Captured by the Mayor, I was conducted to a concert given by the ladies and gentlemen of the Philharmonic Society for the benefit of the poor. They put me in a conspicuous seat, facing a large gathering of well-dressed people, the ladies very pretty and very fair. Their gowns were Parisian in mode, except that there was visible less expanse of shoulders, and that with their ball-dresses they wore russet boots. Airs from some of the comic operas were sung abominably, and then an overdressed society woman took up the collection in a cut-glass dish. I gave her twenty francs, which won me a most gracious spreading curtsey. At midnight I was escorted to my rooms, where I slept very badly, or rather I did not sleep at all.
Next morning, at eight o’clock, they came to request me to preside at a business meeting, where I listened to the minutes of the proceedings of the night before, in which it was stated that I had delivered a most eloquent address. I made a speech, to urge that all the adverbs be omitted from the report, but my request was not granted. Finally, I got into the mail-coach, and here I am. Everything would be tiptop if I could spend a whole day with you; it would refresh me more than anything else.
I do not believe in your impossibilities. I reserve my doubts and my chagrin. My minister wishes me to go to the Exposition at Munich. It is a matter of indifference to me; but where shall I go this summer, if not to Germany? Good-bye. No matter what you do, I still love you, and I think you should be a little more touched by this than you are. You may continue to write to this address.
CLIX
Innspruck, August 31, 1854.
I am very weary, and still feel inclined to write to you. My brain is tired, bewildered with the magnificent landscapes and panoramas on which I have gazed for four days. I went from Bâle to Schaffhausen, where we take the steamer for the Rhine journey. On both sides of the river rise mountains that are enchanting, of far greater beauty than those, so called, bordering the lower Rhine, between Mayence and Cologne, and so much admired by the English. From the Rhine we entered Lake Constance and landed at the town of the same name, where we ate some excellent trout, and heard the zither played by Tyroleans. We then crossed the Lake to Lindau, where a railway train awaited us, and from which we enjoyed a magnificent view of the loveliest forests, lakes, and mountains which the country can show. The railway carried us to Kempton, and by that time we were spent with fatigue, as if we had been for hours in a beautiful gallery of pictures. Instead of resting, however, we left Kempton the same night, and reached Innspruck yesterday, a few minutes before midnight. The country through which we travelled was even more enchanting—no, not that, but more sublime—than that which we had just visited. Our only annoyance was in settling our accounts and in changing horses at every post-house. There were a dozen of these, at least, between Kempton and Innspruck.

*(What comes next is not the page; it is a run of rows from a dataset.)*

PR #905, opened 2024-01-30
feat (client): modified shapes to adhere to new protocol format

kevin-dp:
This PR modifies the shapes on the client to adhere to the new protocol format for shapes.
It also introduces support for `where` clauses at the **top-level** of a shape.
Those where clauses support:

```ts
where: {
  name: 'Kevin',
  OR: [
    { age: 28 },
    { age: 29 }
  ],
  NOT: [
    { country: 'France' }
  ]
  // AND is also supported but is redundant
}
```

**BEWARE:** `where` support is experimental and is not yet finished: typings and Zod schemas are too permissive and we don't support `where` clauses in nested `include`. One should not use relation fields in the shape and only check field values (no nested objects).

### DIFF
--- a/clients/typescript/src/client/input/syncInput.ts
+++ b/clients/typescript/src/client/input/syncInput.ts
@@ -1,3 +1,4 @@
-export interface SyncInput<Include> {
+export interface SyncInput<Include, Where> {
   include?: Include
+  where?: Where
 }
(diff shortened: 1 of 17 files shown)


icehaunter:
I merged this in manually locally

As an aid to recover my strength, I am eating delicious woodcock and soups of extraordinary concoction, which one learns to enjoy with the appetite that comes to him so many feet above the level of the sea. The drawback to this journey is my ignorance of the manners and thoughts of the people, and these things would interest me far more than all the scenery. The women of the Tyrol, it seems to me, are treated as they deserve. They are harnessed to carts, and succeed in drawing very heavy loads. I considered them very homely, with enormous feet. The fine ladies whom I met on the railway trains or steamboats are not much better. They wear hats that are a desecration, and sky-blue half-shoes with apple-green gloves. It is such characteristics as these that make up what the natives call their gemüth, of which they are so vain.
After seeing the works of art which are the product of this country, it seems to me that the quality thereof is fundamentally destitute in imagination. At the same time, they pride themselves upon this very quality, and in their attempt to prove their claim, fall into the most pedantic extravagances. I have just been sight-seeing in the city. Everything there is new, except the tomb of Maximilian. The site of this is admirable. No Parisian costumes here! Everybody I meet is homely, and ordinary in appearance.
One can turn in no direction without seeing a mountain, and what a mountain! To-morrow we are to climb a glacier. The weather is superb, and promises to continue so. In short, I am glad I came. I should like to have you here with me, for I fancy you would find more to entertain you in this place than you do among your sea-lions.
When shall you return to Paris? Write to me at Vienna, and do not lose any time about it. Write a long, affectionate letter.
Wait; here is a flower from the Brenner.
CLX
Prague, September 11, 1854.
My companions left me this morning in order to return to France. I am ill and out of spirits, and the gloomiest thoughts come to my mind. If I feel better to-morrow morning, I shall leave for Vienna, where I shall arrive at night. I am beginning to be horribly tired. This city is quite picturesque, and the music is excellent. I visited yesterday two or three public gardens and concerts, where I saw the national dances and waltzes, all of which were executed with the utmost propriety and composure. There can be no music, however, more captivating than that produced by a Bohemian orchestra.
The faces here are entirely unlike those I saw in Germany; very big heads, broad shoulders, small hips, and no legs at all, is my description of a Bohemian beauty.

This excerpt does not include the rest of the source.